Collected data
============

PR #815, opened 2020-09-01
Add support for tuple/bv/bool in mux operator

leonardt:


rsetaluri:
TL;DR: prefer moving out the list logic out of `mux()` and either (in order of ideal-ness) (a) promote using `m.tuple_()` to wrap list values, (b) provide separate function that does exactly that, or (c) ask users to do the list comprehension logic explicitly.

-----------------

Not a big fan of overloading `mux()` to take in a list like that, rather than allowing the user to metaprogram the mux call to do that on the outside. If anything we can provide a *separate* function like `multi_mux()` (or array_mux, or a better name 😄) that has this particular interface.

IMO, even better would be to use `m.tuple_()` function, like

```
        O0, O1, O2 = m.mux([
            m.tuple([True, BitVector[2](3), ht.Bit(0)]),
            m.tuple([False, BitVector[2](0), ht.Bit(1)])
        ], io.S).values()
```

This of course requires (a) `m.tuple_()` to be robust, and (b) the promotion logic from python-POD -> magma types to be the same in `mux()` and `tuple_()`. In fact, it would be good to consolidate that logic since it appears in a bunch of places actually -- but that's a separate point.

============

Your reply should contain every record, unchanged and complete.

PR #815, opened 2020-09-01
Add support for tuple/bv/bool in mux operator

leonardt:


rsetaluri:
TL;DR: prefer moving out the list logic out of `mux()` and either (in order of ideal-ness) (a) promote using `m.tuple_()` to wrap list values, (b) provide separate function that does exactly that, or (c) ask users to do the list comprehension logic explicitly.

-----------------

Not a big fan of overloading `mux()` to take in a list like that, rather than allowing the user to metaprogram the mux call to do that on the outside. If anything we can provide a *separate* function like `multi_mux()` (or array_mux, or a better name 😄) that has this particular interface.

IMO, even better would be to use `m.tuple_()` function, like

```
        O0, O1, O2 = m.mux([
            m.tuple([True, BitVector[2](3), ht.Bit(0)]),
            m.tuple([False, BitVector[2](0), ht.Bit(1)])
        ], io.S).values()
```

This of course requires (a) `m.tuple_()` to be robust, and (b) the promotion logic from python-POD -> magma types to be the same in `mux()` and `tuple_()`. In fact, it would be good to consolidate that logic since it appears in a bunch of places actually -- but that's a separate point.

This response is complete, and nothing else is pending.